**What needs to be done**
Could you please find each line in the records that contains the word "merging" and copy it?

Data supplied section start

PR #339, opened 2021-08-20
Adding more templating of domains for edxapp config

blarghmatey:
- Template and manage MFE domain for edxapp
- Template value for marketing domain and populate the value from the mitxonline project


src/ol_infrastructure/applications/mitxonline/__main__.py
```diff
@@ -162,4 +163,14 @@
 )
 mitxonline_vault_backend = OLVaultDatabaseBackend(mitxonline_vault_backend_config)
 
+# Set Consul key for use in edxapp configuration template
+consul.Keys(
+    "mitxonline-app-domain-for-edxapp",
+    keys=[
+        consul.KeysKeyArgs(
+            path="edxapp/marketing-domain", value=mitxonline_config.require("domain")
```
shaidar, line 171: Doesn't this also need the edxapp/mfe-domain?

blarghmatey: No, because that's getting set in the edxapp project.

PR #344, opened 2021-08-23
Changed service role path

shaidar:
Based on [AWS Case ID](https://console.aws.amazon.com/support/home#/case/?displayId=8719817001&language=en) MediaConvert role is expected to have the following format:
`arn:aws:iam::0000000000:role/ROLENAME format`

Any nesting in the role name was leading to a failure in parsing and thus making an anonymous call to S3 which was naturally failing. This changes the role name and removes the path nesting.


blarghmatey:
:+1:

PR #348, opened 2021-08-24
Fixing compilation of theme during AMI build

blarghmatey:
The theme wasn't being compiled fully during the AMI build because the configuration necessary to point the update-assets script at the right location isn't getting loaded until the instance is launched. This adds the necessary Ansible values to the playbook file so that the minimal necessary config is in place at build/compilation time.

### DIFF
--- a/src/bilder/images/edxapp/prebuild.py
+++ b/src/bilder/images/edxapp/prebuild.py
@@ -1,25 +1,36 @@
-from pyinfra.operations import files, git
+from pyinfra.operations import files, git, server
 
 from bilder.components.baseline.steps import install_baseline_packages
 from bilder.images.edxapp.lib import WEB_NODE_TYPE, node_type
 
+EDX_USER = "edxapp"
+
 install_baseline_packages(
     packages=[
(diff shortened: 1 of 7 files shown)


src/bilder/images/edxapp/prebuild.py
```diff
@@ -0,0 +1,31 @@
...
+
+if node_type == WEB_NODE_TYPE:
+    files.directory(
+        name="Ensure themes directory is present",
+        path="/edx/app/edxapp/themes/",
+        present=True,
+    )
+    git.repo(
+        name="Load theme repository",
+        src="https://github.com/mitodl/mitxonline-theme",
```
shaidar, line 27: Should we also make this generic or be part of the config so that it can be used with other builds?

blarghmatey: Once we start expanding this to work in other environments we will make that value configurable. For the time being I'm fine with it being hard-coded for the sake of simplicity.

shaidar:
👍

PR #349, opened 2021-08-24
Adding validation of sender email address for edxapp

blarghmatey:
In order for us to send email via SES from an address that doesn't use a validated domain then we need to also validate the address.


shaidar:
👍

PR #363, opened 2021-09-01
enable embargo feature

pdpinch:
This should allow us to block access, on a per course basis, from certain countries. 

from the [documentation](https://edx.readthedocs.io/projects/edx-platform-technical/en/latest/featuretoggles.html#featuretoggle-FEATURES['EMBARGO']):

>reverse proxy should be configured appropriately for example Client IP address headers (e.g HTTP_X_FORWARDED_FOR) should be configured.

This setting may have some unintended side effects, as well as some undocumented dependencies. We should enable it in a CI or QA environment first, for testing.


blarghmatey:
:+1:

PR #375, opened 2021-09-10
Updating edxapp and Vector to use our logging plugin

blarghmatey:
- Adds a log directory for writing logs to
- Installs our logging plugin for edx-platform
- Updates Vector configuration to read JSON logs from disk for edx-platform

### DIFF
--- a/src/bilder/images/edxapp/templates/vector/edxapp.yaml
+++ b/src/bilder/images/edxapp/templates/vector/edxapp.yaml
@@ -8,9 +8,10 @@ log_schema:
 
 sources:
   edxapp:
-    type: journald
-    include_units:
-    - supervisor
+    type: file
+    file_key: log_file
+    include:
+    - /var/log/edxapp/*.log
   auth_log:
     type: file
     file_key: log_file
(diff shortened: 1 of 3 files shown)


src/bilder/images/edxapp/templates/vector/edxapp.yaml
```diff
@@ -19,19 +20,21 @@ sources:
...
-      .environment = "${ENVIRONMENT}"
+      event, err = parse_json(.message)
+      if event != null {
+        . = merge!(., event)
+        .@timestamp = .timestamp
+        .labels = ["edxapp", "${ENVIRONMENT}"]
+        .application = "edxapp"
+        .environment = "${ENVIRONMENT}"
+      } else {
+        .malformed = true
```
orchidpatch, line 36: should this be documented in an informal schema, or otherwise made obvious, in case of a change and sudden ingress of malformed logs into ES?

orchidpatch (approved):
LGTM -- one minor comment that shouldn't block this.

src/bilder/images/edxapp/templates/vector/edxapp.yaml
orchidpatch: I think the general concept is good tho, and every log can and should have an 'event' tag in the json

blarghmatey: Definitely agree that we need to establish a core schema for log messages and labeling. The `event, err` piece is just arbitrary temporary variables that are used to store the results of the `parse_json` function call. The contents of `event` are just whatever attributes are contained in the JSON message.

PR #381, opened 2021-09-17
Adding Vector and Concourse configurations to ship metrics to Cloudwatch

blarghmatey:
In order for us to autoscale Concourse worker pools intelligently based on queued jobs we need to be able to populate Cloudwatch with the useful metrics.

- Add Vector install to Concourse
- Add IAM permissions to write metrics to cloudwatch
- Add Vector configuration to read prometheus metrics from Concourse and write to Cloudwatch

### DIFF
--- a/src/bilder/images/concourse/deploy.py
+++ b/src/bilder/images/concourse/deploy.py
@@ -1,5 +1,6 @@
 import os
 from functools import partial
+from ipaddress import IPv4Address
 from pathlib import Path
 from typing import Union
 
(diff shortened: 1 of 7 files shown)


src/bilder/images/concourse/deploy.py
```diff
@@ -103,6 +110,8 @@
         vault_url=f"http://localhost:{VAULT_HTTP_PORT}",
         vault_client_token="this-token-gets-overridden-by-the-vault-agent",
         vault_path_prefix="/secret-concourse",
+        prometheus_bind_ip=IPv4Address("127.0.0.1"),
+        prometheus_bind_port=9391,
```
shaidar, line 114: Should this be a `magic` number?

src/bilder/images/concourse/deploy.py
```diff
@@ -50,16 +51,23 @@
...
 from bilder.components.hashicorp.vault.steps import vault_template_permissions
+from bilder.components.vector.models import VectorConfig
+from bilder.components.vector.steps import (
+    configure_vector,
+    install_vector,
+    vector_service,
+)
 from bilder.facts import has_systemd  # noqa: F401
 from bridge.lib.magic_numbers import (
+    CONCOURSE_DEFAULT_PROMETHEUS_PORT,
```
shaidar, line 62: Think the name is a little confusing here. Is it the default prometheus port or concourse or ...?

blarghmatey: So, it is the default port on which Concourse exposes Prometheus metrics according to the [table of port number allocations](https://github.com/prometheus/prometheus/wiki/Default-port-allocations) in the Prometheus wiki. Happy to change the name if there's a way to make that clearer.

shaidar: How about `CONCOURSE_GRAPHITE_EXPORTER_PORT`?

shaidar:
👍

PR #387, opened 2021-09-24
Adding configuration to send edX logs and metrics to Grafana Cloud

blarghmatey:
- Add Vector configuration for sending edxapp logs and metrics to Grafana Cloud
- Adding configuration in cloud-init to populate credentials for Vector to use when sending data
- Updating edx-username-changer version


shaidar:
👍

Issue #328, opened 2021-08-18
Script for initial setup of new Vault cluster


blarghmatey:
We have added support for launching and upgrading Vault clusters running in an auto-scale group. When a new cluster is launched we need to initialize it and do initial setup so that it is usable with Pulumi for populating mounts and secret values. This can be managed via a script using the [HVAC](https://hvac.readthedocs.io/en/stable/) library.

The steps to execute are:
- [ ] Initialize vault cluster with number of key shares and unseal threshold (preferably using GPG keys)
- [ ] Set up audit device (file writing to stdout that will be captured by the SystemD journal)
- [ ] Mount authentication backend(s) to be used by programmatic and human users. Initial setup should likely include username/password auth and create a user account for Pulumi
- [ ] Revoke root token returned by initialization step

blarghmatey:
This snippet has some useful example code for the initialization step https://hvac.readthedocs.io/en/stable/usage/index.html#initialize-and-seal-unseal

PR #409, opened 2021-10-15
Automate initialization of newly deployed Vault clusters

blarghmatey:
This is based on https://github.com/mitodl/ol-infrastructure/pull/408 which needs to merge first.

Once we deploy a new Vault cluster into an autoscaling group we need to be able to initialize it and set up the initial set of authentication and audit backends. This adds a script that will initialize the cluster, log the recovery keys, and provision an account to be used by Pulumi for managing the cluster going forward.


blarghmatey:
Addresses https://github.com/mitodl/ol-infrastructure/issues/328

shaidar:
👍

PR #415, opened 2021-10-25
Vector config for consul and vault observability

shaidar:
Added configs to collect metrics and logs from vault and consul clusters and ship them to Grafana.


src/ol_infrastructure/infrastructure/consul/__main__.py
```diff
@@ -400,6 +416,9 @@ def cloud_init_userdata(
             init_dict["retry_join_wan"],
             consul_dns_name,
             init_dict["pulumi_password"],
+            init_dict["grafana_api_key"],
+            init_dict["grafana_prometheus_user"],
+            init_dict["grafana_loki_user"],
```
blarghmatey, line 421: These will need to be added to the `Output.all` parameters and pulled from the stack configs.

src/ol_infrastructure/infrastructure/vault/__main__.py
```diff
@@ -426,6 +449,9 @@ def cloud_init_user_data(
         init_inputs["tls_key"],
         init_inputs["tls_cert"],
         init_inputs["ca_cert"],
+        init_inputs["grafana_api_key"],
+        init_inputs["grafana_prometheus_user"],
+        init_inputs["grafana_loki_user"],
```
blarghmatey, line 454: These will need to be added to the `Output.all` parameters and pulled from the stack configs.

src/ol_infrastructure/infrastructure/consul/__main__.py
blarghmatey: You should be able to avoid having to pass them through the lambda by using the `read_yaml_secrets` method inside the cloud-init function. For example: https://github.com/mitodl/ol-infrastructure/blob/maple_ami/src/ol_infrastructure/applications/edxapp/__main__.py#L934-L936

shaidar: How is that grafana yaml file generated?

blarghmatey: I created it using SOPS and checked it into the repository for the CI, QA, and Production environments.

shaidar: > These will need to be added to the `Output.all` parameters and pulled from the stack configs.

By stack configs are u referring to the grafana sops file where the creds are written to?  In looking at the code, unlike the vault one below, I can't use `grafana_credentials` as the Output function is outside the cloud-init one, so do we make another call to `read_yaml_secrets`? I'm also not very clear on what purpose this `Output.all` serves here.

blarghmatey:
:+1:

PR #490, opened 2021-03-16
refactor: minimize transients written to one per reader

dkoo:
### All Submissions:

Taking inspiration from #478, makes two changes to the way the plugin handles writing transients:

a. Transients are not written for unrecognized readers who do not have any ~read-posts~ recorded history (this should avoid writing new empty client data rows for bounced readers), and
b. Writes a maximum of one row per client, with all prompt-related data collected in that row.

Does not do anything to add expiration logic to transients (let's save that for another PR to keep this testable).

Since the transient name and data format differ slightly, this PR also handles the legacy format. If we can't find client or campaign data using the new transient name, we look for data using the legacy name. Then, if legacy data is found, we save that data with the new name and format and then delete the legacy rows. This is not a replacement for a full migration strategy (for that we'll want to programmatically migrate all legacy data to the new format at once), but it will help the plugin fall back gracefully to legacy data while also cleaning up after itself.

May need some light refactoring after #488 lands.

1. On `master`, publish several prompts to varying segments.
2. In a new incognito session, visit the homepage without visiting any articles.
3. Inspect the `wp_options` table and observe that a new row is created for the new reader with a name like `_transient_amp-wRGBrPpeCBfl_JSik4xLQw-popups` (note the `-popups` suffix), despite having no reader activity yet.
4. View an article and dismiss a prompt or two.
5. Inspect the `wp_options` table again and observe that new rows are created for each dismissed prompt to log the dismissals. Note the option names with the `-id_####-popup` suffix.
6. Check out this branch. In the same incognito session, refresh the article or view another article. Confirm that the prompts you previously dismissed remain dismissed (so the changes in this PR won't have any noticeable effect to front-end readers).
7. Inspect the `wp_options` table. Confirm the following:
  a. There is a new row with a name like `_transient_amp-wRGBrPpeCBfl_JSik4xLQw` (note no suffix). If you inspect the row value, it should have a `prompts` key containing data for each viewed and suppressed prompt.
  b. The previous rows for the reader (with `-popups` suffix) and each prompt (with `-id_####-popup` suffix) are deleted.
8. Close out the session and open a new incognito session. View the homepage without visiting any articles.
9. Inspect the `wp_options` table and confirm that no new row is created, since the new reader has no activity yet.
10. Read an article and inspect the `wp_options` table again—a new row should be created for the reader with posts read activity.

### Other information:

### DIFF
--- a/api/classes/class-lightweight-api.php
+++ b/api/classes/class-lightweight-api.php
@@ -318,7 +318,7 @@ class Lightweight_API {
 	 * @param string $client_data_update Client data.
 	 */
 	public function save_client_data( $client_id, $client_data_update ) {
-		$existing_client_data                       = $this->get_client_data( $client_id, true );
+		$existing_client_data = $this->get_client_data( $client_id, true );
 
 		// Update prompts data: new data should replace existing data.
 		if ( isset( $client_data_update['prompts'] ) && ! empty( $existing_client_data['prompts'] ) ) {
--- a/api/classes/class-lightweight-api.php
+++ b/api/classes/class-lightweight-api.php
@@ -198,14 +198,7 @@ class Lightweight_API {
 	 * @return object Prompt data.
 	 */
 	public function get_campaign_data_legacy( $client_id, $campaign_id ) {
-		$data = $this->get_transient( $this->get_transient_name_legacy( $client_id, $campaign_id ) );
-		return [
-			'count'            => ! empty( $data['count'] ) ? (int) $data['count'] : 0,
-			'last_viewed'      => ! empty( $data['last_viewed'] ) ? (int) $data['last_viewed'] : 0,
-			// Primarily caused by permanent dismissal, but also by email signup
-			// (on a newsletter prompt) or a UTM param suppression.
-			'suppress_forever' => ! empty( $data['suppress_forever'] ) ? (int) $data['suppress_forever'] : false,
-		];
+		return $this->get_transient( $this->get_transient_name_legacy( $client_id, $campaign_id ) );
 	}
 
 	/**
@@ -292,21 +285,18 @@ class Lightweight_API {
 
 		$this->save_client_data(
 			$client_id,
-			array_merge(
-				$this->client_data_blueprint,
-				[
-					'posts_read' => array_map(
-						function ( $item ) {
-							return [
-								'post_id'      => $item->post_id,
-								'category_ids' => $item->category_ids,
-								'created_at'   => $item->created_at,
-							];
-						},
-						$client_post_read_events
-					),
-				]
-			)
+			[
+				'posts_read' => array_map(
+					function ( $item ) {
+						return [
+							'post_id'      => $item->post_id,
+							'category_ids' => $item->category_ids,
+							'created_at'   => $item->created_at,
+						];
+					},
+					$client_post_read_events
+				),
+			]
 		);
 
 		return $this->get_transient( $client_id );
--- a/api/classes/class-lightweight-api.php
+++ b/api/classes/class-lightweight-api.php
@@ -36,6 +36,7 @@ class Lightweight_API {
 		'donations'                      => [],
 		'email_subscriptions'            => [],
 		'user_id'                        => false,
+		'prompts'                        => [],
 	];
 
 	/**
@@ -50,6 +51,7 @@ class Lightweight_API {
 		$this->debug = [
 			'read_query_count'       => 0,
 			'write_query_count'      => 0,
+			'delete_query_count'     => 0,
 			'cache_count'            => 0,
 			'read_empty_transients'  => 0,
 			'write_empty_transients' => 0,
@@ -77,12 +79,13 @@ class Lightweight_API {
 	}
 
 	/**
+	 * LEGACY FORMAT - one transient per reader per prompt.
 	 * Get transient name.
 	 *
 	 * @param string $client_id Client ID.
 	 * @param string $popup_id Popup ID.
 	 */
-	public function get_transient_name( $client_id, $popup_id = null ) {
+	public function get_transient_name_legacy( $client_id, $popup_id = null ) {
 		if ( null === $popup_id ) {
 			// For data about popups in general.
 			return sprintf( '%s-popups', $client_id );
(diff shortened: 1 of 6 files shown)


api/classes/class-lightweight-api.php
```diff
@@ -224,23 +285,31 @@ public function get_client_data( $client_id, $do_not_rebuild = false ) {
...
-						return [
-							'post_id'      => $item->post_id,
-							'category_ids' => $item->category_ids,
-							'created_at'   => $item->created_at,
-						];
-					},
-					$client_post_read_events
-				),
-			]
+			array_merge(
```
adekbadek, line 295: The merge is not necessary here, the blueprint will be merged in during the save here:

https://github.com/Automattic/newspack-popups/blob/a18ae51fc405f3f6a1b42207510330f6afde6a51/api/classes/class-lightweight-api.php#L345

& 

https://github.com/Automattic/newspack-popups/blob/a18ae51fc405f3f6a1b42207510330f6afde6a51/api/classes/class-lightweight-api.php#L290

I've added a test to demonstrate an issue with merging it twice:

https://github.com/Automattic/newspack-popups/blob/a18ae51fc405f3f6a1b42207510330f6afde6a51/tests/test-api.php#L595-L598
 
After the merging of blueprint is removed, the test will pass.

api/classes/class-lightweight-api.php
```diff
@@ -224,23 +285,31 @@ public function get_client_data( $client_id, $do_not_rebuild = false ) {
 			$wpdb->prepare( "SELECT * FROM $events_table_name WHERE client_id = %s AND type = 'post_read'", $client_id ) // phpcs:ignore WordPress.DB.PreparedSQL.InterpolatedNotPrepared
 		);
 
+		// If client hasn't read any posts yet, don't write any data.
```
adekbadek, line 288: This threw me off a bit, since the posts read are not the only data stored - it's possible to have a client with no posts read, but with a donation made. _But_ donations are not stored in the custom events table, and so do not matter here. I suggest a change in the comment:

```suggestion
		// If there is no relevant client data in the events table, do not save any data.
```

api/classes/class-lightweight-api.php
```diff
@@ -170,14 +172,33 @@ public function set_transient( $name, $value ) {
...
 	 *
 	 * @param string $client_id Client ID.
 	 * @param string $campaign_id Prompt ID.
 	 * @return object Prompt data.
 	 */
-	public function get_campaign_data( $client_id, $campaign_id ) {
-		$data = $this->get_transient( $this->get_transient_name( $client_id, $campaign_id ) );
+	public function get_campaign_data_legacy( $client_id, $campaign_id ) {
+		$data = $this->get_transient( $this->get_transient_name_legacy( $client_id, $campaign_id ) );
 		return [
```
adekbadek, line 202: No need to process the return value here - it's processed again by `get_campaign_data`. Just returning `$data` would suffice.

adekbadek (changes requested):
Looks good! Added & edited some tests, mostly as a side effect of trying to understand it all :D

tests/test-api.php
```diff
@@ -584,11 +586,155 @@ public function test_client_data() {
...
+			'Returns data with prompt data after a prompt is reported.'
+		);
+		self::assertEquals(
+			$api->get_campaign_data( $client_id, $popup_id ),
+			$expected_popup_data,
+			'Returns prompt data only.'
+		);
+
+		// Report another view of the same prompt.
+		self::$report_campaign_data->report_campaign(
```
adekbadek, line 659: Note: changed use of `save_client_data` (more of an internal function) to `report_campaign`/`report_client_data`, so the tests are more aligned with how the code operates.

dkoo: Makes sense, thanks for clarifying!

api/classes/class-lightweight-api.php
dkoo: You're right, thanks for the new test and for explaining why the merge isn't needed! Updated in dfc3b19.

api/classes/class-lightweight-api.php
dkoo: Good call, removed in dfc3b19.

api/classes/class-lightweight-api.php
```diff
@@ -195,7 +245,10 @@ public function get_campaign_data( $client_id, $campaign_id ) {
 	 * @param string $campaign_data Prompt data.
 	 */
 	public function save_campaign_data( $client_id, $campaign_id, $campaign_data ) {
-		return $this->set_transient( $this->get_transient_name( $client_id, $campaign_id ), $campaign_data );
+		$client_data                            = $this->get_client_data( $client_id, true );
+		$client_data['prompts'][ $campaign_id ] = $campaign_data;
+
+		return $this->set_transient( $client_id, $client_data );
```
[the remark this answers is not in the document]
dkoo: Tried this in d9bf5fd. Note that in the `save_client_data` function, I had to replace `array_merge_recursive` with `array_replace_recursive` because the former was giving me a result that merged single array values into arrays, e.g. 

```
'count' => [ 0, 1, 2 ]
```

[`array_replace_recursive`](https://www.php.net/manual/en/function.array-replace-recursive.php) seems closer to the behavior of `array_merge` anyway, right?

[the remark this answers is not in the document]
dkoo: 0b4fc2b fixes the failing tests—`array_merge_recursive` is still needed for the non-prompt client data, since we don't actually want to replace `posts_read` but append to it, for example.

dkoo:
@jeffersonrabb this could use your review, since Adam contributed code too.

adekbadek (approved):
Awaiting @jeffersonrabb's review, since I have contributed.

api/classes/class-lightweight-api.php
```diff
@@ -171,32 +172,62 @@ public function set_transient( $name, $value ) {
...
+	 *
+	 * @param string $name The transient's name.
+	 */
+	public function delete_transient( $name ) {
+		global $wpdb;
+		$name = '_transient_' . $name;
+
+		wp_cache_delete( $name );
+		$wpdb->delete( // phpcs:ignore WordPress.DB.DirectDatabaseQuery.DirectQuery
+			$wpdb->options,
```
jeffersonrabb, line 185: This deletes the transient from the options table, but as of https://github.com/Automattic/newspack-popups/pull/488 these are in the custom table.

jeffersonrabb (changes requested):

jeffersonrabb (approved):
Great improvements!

Data supplied section end

**Answer to the problem**
I've added a test to demonstrate an issue with merging it twice:
After the merging of blueprint is removed, the test will pass.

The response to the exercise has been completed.